Over the next several hours, my labor gradually intensified, so gradually that I didn’t quite notice at first. I started laughing through my contractions and fantasizing about the cheese pizza I was not permitted to eat (I think I hallucinated a vision of powdery, chewy crust and melty globs of mozzarella) to wincing and even moaning a little. We shut off the tv and I began experimenting with my doula’s birthing ball. I snapped at LG to get off the phone at one point and requested the lights to be turned off.
At around 11 pm, everything changed. The manageable, if strong, pain crossed over into unbearable territory. The contractions were lasting 90 seconds or more, with multiple peaks. I began shivering uncontrollably. Nu-Nu was still kicking the heck out of my ribs and head-butting my cervix, as she’d done for weeks past. My doula and I suspected I was nearing transition, but whether or not I was, I wanted an epidural.
I got the meds in at around 11:30 and was then examined. Eight cm along! I felt proud I’d made it so far and amazed that the labor pains had been so moderate for so long. The entire active laboring period was so much less intense than it was with Smudgie–the contractions were still ranging irregularly between 4-8 minutes apart right up until the end.
After the epidural went in, things progressed rapidly. I rested, shifting position in bed every 20 minutes or so. In about an hour, I began to feel pressure. My doctor examined me again around 1 and found I was 10 cm and at zero station. He decided to have me labor the baby down further with contractions rather than begin pushing right away. The pressure built with every pang. I knew it would be time to push soon.

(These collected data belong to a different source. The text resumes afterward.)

PR #1555, opened 2024-01-24
Clean up Patches containing `Beta` links

### LINKED ISSUE #1540: Patch cleanup: Docs
In https://github.com/pulumi/pulumi-terraform-bridge/pull/1629, we have improved the stripping of Terraform links.

This means that any resource field descriptions of that looked somewhat like this:
`(Optional, [Beta](https://terraform.io/docs/providers/google/guides/provider_versions.html))`

were omitted from our documentation, [unless manually patched](https://github.com/pulumi/pulumi-gcp/blob/master/patches/0006-docs-patching.patch#L570C4-L570C96).

Patching up these links is a no-win, since their need is impossible to detect (tfgen just drops the whole description) and the maintenance via patch is manual and slow.

With the bridge changes, we will re-gain some of these fields; however they may contain confusing `Beta` references, which we do not want.

In order to reduce the maintenance burden and increase docs accuracy, I suggest the following:

1. Remove all patches containing the `[Beta](https://terraform.io/docs/providers/google/guides/provider_versions.html)` fixup, relying on the above bridge changes for link stripping
2. To remove the non-Pulumi-applicable `Optional, Beta` terms at the beginning of descriptions, create a special `DocsRule` for GCP only. This rule should match any of the following, with or without parens:
   `Optional, Beta` 
   `Beta `
   `Optional, Beta, Deprecated`
Note that the specific matching details here depend on the surrounding `EditRule`s and may present slightly differently.

guineveresaenger:
This pull request cleans up manual patch entries that remove links of the format `[Beta](https://terraform.io/docs/providers/google/guides/provider_versions.html)` in favor of [new bridge functionality](https://github.com/pulumi/pulumi-terraform-bridge/pull/1629) that can strip those links.

To clean up the danging `Beta` references unique to this provider, a new `docsEditRule` and corresponding tests were added.

~This PR is pinned to an unreleased version of the bridge, so no SDKs were generated and this PR is a draft. Nonetheless, the schema is checked in here to show overall improvements compared with current default branch.~ PR is now rebased against current default branch.

Fixes #1540.


provider/doc_edits.go
```diff
@@ -39,3 +40,31 @@ var removeSecretsInPlainTextNote = tfbridge.DocsEdit{
...
+// Some descriptions had a link to google-beta removed as part of link scrubbing by the bridge.
+// This leaves us with the following patterns unique to this provider to remove from the "Description" fields.
+// We have to be somewhat verbose here to avoid removing legitimate use of the term "Beta", e.g "Kubernetes Beta API".
+// "(Optional, Beta, Deprecated)
+// "(Optional, Beta)
+// "(Beta, Deprecated)
+// "(Beta only)
+// "(Optional) Beta
+var betaRegexps = []*regexp.Regexp{
+
```
iwahbe, line 53: Nit: Extra space.
```suggestion
```

iwahbe (approved):
This looks like a big improvement in our docs. LGTM


I'm seeing lots of syntactic cleanup like:

```patch
-                    "description": ")\nProperties to set on all instances in the group. After setting\nallInstancesConfig on the group, you must update the group's instances to\napply the configuration.\n"
+                    "description": "Properties to set on all instances in the group. After setting\nallInstancesConfig on the group, you must update the group's instances to\napply the configuration.\n"
```

I'm seeing new docs:

```patch
                 "keepCount": {
-                    "type": "integer"
+                    "type": "integer",
+                    "description": "Minimum number of versions to keep.\n"
                 },
```

And of course, we are now correctly removing the "Beta" from our docs:

```patch
-                    "description": "(Beta only) Details of placement information for an instance.\n",
+                    "description": "Details of placement information for an instance.\n",
```

iwahbe:
I'm assuming that the plan is to wait until the next bridge release, then finish the PR and merge.

PR #608, opened 2018-08-07
Fix false negative on sortHybridTable change

### LINKED ISSUE #607: Changing only the sortHybridTable, in a dynamic group results in a false negative from MatchData.
This will require a special case algorithm, akin to the special case algorithm that already exists for updating sortHybridTable.

emptyrivers:
As it turns out, I had more time this evening than I thought. Fixes #607.


emptyrivers:
Second commit fixes an issue reported by Nightwarden on discord.

PR #614, opened 2018-08-08
Rewrite SetFrameLevel code to be more robust for clones

InfusOnWoW:
The group/dynamic group now simply record the desired frame levels
in their modify function. And get the desired frame level in the
expand function.

Github-Issue: 613


jgersti:
When closing the options or clicking on the aura/group in the options, the group and all its children get frameLevel of 0 (or 1 for text) assigned. Additionally the `WeakAuras.frameLevels` table is empty.


_On a side note:_  
_This is quite interesting since its mean that for many cases the frame level is actually irrelevant._

InfusOnWoW:
I can reproduce that and fixed it.

PR #619, opened 2018-08-10
Templates: Fixes specified unit for Lingering Sporepods trinket

Causese:


InfusOnWoW:
Thanks, fixed the commit message and pushed it.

And it was. The OB returned, suited up and ready to go. My nurse, doula, and LG took their positions around me. They started coaching me and I started pushing. Three pushes later, the OB told me to stop and breathe. I felt unbelievable pressure that I couldn’t imagine easing and then–release. Another little wiggle and I felt the baby slip out and heard the cries.
I peered between my legs and the doctor’s arms as he suctioned and prepared the baby. I thought I saw girl parts but maybe not? “What is it?” I asked, and he answered, “Take a look!” and then held up my spread-eagled daughter and put her on my chest.

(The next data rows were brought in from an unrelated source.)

PR #624, opened 2018-08-11
add securecall to blocked functions, remove ForceQuit

lqnrd:
`securecall` can be used to break out of the environment. `ForceQuit` has been protected for some time now and can only be called from Blizzard code.

### DIFF
--- a/WeakAuras/WeakAuras.lua
+++ b/WeakAuras/WeakAuras.lua
@@ -402,7 +402,7 @@ local blockedFunctions = {
   SetBindingMacro = true,
   GuildDisband = true,
   GuildUninvite = true,
-  ForceQuit = true,
+  securecall = true,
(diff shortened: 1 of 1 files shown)


InfusOnWoW:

I was seriously stunned. “Really? I have a girl? Really?” I turned to LG and asked him if we had a name and when he nodded, we called Nu-Nu by her name for the first time in her life. They weighed her and tended to her and then she was back in my arms and I was nursing her as they stitched me up.
We ordered a pizza into L&D and my husband fed me bites of cheesy deliciousness as I held my daughter in my arms. One of those perfect moments I know I will look back on for the rest of my life with gratitude and awe.